Habitat and Range:  Found at the edges of salt and freshwater marshes.  Introduced from Europe, Marshmallow now grows wild in scattered locations from Quebec to Virginia and west to Michigan and Arkansas.

Parts Used:  Root and leaf.

Collection:  The leaves should be collected in summer after flowering and the root is unearthed in late autumn.  The leaves collected just before flowering is said to enhance the mucilaginous extraction.  The root should be cleaned of root fibers and cork and dried immediately.

Historical Notes:  Its botanical name comes from the Greek word altho, meaning “to heal”.  Marshmallow has been used since Ancient Egyptian times.  The fresh young tops are still eaten in France as a spring tonic, but it is used, nowadays generally, as a last resort, especially in times of famine.  Some Middle Eastern peoples boil marshmallow and then fry it with onions and butter.  A confection made from the herb was the inspiration for the candy called marshmallow, but the commercial product contains no trace of the plant.

Flower Essence:  Headaches from cranial bone tension or when feeling light-headed, spacey or pressure in your head.

Constituents:  Root:  25 – 35% mucilage; tannins; pectin; asparagine; polysaccharides.  Leaf:  Mucilage; flavonoids; coumarin; salicylic and other phenolic acids; traces of an essential oil.  Flowers:  mucilage; flavonoids.

Actions:  Root:  demulcent, diuretic, emollient, vulnerary.  Leaf:  demulcent, expectorant, diuretic, emollient.

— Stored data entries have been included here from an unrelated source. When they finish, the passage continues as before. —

PR #505, opened 2021-03-31
Small shortcode, amp-access fixes

adekbadek:
### All Submissions:

* [x] Have you followed the [Newspack Contributing guideline](https://github.com/Automattic/newspack-plugin/blob/master/.github/CONTRIBUTING.md)?
* [x] Does your code follow the [WordPress' coding standards](https://make.wordpress.org/core/handbook/best-practices/coding-standards/) and [VIP Go coding standards](https://vip.wordpress.com/documentation/vip-go/code-review-blockers-warnings-notices/)?
* [x] Have you checked to ensure there aren't other open [Pull Requests](../../pulls) for the same update/change?

### Changes proposed in this Pull Request:

Fixes two small bugs, refactors and adds tests.

### How to test the changes in this Pull Request:

1. On `master`,
2. Create two inline prompts at 0% scroll, "everyone" segment, then insert one of them using a shortcode in a post, right at the top.
3. Open Campaigns Wizard, preview the non-shortcoded prompt 
4. Issue 1. - Observe that the previewed prompt is rendered twice - in the shortcode spot and according to the inline placement rules
5. Load a page as non-admin, where some inline prompts, but none custom-placement prompts are rendered 
6. Issue 2. - Observe the payload in `GET /newspack-popups/api/campaigns/index.php` contains duplicated items in `popups` query var
7. Switch to this branch, observe both issues gone

### Other information:

* [x] Have you added an explanation of what your changes do and why you'd like us to include them?
* [ ] Have you written new tests for your changes, as applicable?
* [x] Have you successfully ran tests with your changes locally?

PR #513, opened 2021-04-07
feat: new option to show border for inline prompts

### LINKED ISSUE #483: Make prompts respond to flush left or right alignment. Maybe full width.
Enhancement (I can't label issues the normal way)

Goal: Make prompts respond to alignment control when contents are grouped. 

A groups can usually be aligned left or right, making it half the column width, with type wrapping. They can also be full or wide width. 

Screen Shot 2021-03-12 at 1 24 47 PM

I tried this with prompts, and the left aligned looked promising, with some stray lines at the top. Right didn't do anything. Setting it at wide width made it appear on the right, still with the stray lines. So it's rather unpredictable now.

dkoo:
### All Submissions:

Adds a new option for inline and custom placement prompts to display the border wrapping the prompt content on the front-end. This is ON by default, so it won't affect existing prompts.

Closes #483 in a roundabout way. This way, if the prompt contains only a Group block with left or right alignment, turning off the border will allow it to float with the article content in a less obtrusive way:

Screen Shot 2021-04-06 at 6 02 54 PM

Full-width and wide alignment will still have no visible effect (more or less the same as no alignment), to avoid collision with sidebar elements and other injected elements.

1. On `master`, create some inline and custom placement prompts.
2. Check out this branch and run `npm run build`.
3. Edit the existing prompts and confirm that a new option appears under Prompt Settings called "Display Prompt Border", which should be enabled by default for existing prompts:

Screen Shot 2021-04-06 at 5 58 42 PM

4. Confirm that the option only appears for which are inline or custom placement (not overlay or above-header). Don't update yet because we want to test the default.
5. View the inline and custom placement prompts in an incognito session. Confirm that they appear with a border, as usual.
6. Turn OFF the "Display Prompt Border" option and update. Confirm in the incognito session that these prompts now render without a border or container padding.
7. Create a new prompt and confirm that the "Display Prompt Border" option is ON by default.
8. Publish the prompt and test it on the front-end with the option both on and off.

### Other information:


includes/class-newspack-popups-model.php
```diff
@@ -344,10 +346,11 @@ public static function create_popup_object( $campaign_post, $include_taxonomies
 			'title'   => $campaign_post->post_title,
 			'content' => $campaign_post->post_content,
 			'options' => wp_parse_args(
-				array_filter( $post_options ),
```
adekbadek, line 347: Why is the filtering removed? I think this served the purpose of allowing `wp_parse_args` to overwrite empty options.

adekbadek (changes requested):
The param is not handled in the preview triggered from the editor.

image

includes/class-newspack-popups-model.php
dkoo: Because the `display_border` option is `true` by default, if you then toggle off the option the filtering overrides it, making it impossible to actually turn it off.

dkoo: At first I created the option as "Hide prompt border" with a default value of `false`, but it seemed weird to have all the other options phrased in the positive ("Display prompt title") with that option in the negative.

dkoo:
> The param is not handled in the preview triggered from the editor.

It looks like several params weren't handled in the preview triggered from the editor (such as `display_title`). c8189dc should fix this.

includes/class-newspack-popups-model.php
adekbadek: The only change I've spotted is that without filtering `$post_options`, `dismiss_text_alignment`'s default value is not applied by `wp_parse_args`. This is not a problem though, because it defaults to 'center' anyway here:

https://github.com/Automattic/newspack-popups/blob/c8189dc9c6376fa89509bdf98b75e12f60c6f27f/includes/class-newspack-popups-model.php#L417-L419

However, this makes the `wp_parse_args` call misleading (not all defaults will be applied). This is not a big issue, but it'd be worth it to centralise the default values setting to `create_popup_object` method (without the need for stuff like `get_dismiss_text_alignment` or `get_dismiss_text`).

includes/class-newspack-popups-model.php
```diff
@@ -853,6 +859,11 @@ class="<?php echo esc_attr( implode( ' ', $classes ) ); ?>"
 	 * @return string The generated markup.
 	 */
 	public static function generate_popup( $popup ) {
+		// If previewing a single prompt, override saved settings with preview settings.
+		if ( Newspack_Popups::previewed_popup_id() ) {
+			$popup = self::retrieve_preview_popup( Newspack_Popups::previewed_popup_id() );
+		}
```
adekbadek, line 865: Why is this needed? In a preview situation, the argument to this method is already the preview popup:

https://github.com/Automattic/newspack-popups/blob/c8189dc9c6376fa89509bdf98b75e12f60c6f27f/includes/class-newspack-popups-inserter.php#L52-L55

dkoo: This is needed because for regular inline prompts, they're inserted into post content with [this `the_content` hook callback](https://github.com/Automattic/newspack-popups/blob/c8189dc9c6376fa89509bdf98b75e12f60c6f27f/includes/class-newspack-popups-inserter.php#L147). In this callback, they're created as shortcodes, which means they're generated by [this method](https://github.com/Automattic/newspack-popups/blob/c8189dc9c6376fa89509bdf98b75e12f60c6f27f/includes/class-newspack-popups-inserter.php#L345), which doesn't use the `popups_for_post` method where the preview popup is generated.

includes/class-newspack-popups-model.php
dkoo: I see what you mean how it's confusing that default values are set in multiple places. What about standardizing defining the defaults when the meta fields are registered? Tried it in 5f17039 and I think this lets us remove the `wp_parse_args` entirely as well as the getter methods such as `get_dismiss_text` and `get_dismiss_text_alignment` which previously defined defaults.

dkoo: Oh, I see what you mean about the defaults not being set, because the `retrieve_preview_popup` sets all of the options even if corresponding params aren't set on the URL. Let me revisit this.

dkoo: After struggling with this for a bit, I think it's not worth the extensive refactoring we'd need to ensure that a non-default `false` value is preserved over a default `true`. In ce04bce I restored the `array_filter` and flipped the `display_border` option back to `hide_border` with a default of `false`. But I think we can still remove the `get_dismiss_text` and `get_dismiss_text_alignment` methods since the defaults are already set with `wp_parse_args`.

adekbadek: Yeah, that makes sense 👌

includes/class-newspack-popups-model.php
```diff
@@ -745,13 +728,10 @@ public static function get_access_attrs( $popup ) {
 	 * @param object $popup Popup.
 	 */
 	private static function render_permanent_dismissal_form( $element_id, $popup ) {
-		$dismiss_text = self::get_dismiss_text( $popup );
-		if ( ! $dismiss_text ) {
-			return '';
-		}
```
adekbadek, line 751: Still, this should return an empty string if the dismiss text is empty - otherwise a form element will be rendered with no content.

includes/class-newspack-popups-model.php
adekbadek: Ok, now I get it - this was not needed before (before #505) because in a single prompt preview situation _every_ shortcode was displaying the previewed prompt. This was [changed in #505](https://github.com/Automattic/newspack-popups/pull/505/files#diff-84a23fd0b9ee98b91687d95435cc335c32a0f5c6cb217816816fe330ae72c4f3L354-R355), but as we see here it did introduce a regression, which the code here in the PR fixes.

adekbadek (changes requested):

includes/class-newspack-popups-model.php
dkoo: Ah, good point. Re-added in 08947e8.

adekbadek (approved):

Taste:  (Root) salty, sweet, cool, mucilaginous

Tissue State:  Atrophy and irritation dependent on lack of moisture.

Organ Affinities:  Skin and mucosa, upper gastrointestinal tract, kidneys.

Applications and Indications:  Root:  digestive problems; skin.  Leaf:  lungs; urinary system.  Externally, the root is indicated in varicose veins and ulcers, as well as abscesses and boils.

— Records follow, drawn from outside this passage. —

PR #506, opened 2021-03-31
Fix tag filtering

adekbadek:
### All Submissions:

* [x] Have you followed the [Newspack Contributing guideline](https://github.com/Automattic/newspack-plugin/blob/master/.github/CONTRIBUTING.md)?
* [x] Does your code follow the [WordPress' coding standards](https://make.wordpress.org/core/handbook/best-practices/coding-standards/) and [VIP Go coding standards](https://vip.wordpress.com/documentation/vip-go/code-review-blockers-warnings-notices/)?
* [x] Have you checked to ensure there aren't other open [Pull Requests](../../pulls) for the same update/change?

### Changes proposed in this Pull Request:

Fixes a bug

### How to test the changes in this Pull Request:

1. On `master`, create a prompt and set a tag on it
2. Visit a post with no tags, observe that the prompt is displayed anyway
3. Switch to this branch, observe the prompt is not displayed

### Other information:

* [x] Have you added an explanation of what your changes do and why you'd like us to include them?
* [ ] Have you written new tests for your changes, as applicable?
* [x] Have you successfully ran tests with your changes locally?

PR #515, opened 2021-04-08
Fix tag criterion

adekbadek:
### All Submissions:

Fixes a regression introduced in #506 

1. On `master`,
2. Create a post with a tag and an inline prompt with no tags assigned
3. Observe the prompt is not displayed on the post
4. Switch to this branch, observe the prompt is displayed
5. Assign a different tag to the prompt, observe it's now not displayed (since tags don't match)
6. Assign the post's tag to the prompt, observe the prompt is displayed

### Other information:

### DIFF
--- a/includes/class-newspack-popups-inserter.php
+++ b/includes/class-newspack-popups-inserter.php
@@ -660,21 +660,15 @@ final class Newspack_Popups_Inserter {
 	 * @return bool Should popup be shown based on tags it has.
 	 */
 	public static function assess_tags_filter( $popup ) {
-		$post_tags = get_the_tags();
-		if ( false === $post_tags ) {
-			$post_tags = [];
-		}
 		$popup_tags = get_the_tags( $popup['id'] );
 		if ( false === $popup_tags ) {
-			$popup_tags = [];
+			return true; // No tags on the popup, no need to compare.
 		}
-		if ( count( $post_tags ) || count( $popup_tags ) ) {
-			return array_intersect(
-				array_column( $post_tags, 'term_id' ),
-				array_column( $popup_tags, 'term_id' )
-			);
-		}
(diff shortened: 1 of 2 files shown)


includes/class-newspack-popups-inserter.php
```diff
@@ -660,21 +660,15 @@ public static function assess_categories_filter( $popup ) {
...
 		$popup_tags = get_the_tags( $popup['id'] );
 		if ( false === $popup_tags ) {
-			$popup_tags = [];
-		}
-		if ( count( $post_tags ) || count( $popup_tags ) ) {
-			return array_intersect(
-				array_column( $post_tags, 'term_id' ),
-				array_column( $popup_tags, 'term_id' )
-			);
+			return true; // No tags on the popup, no need to compare.
```
dkoo, line 665: This works well, but a nit: isn't this more or less the same logic as `assess_categories_filter` right above? It'd be nice to standardize both functions so that it's clearer they do the same thing but with different taxonomies. Perhaps we could even refactor both functions into a single function that takes a taxonomy argument to make it extra clear.

dkoo (changes requested):
Tested and works as described. Just one nit detailed below, let me know what you think.

dkoo (approved):

dkoo:
I'm approving this because it's clear this affects many sites, so I'd rather take care of the tiny refactor in another PR. Merging for a hotfix release.

includes/class-newspack-popups-inserter.php
dkoo: Decided to move this to a [new PR](https://github.com/Automattic/newspack-popups/pull/518) since the fix is somewhat urgent but the refactor certainly isn't.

Preparations and Dosage:  Decoction:  a tsp. of chopped herb into a cup of water, boiling gently for 10 – 15 minutes.  Drink 3X / day.  Infusion:  Leaf:  pour boiling water over 1 – 2 tsp. of dried leaf and infuse for 10 minutes.  Let cool.  Michael Moore has said the root is best cold extracted in water.  Drink 3X / day.  A compress or poultice can be made out of this herb.  Tincture:  1 – 4 ml, 3X / day.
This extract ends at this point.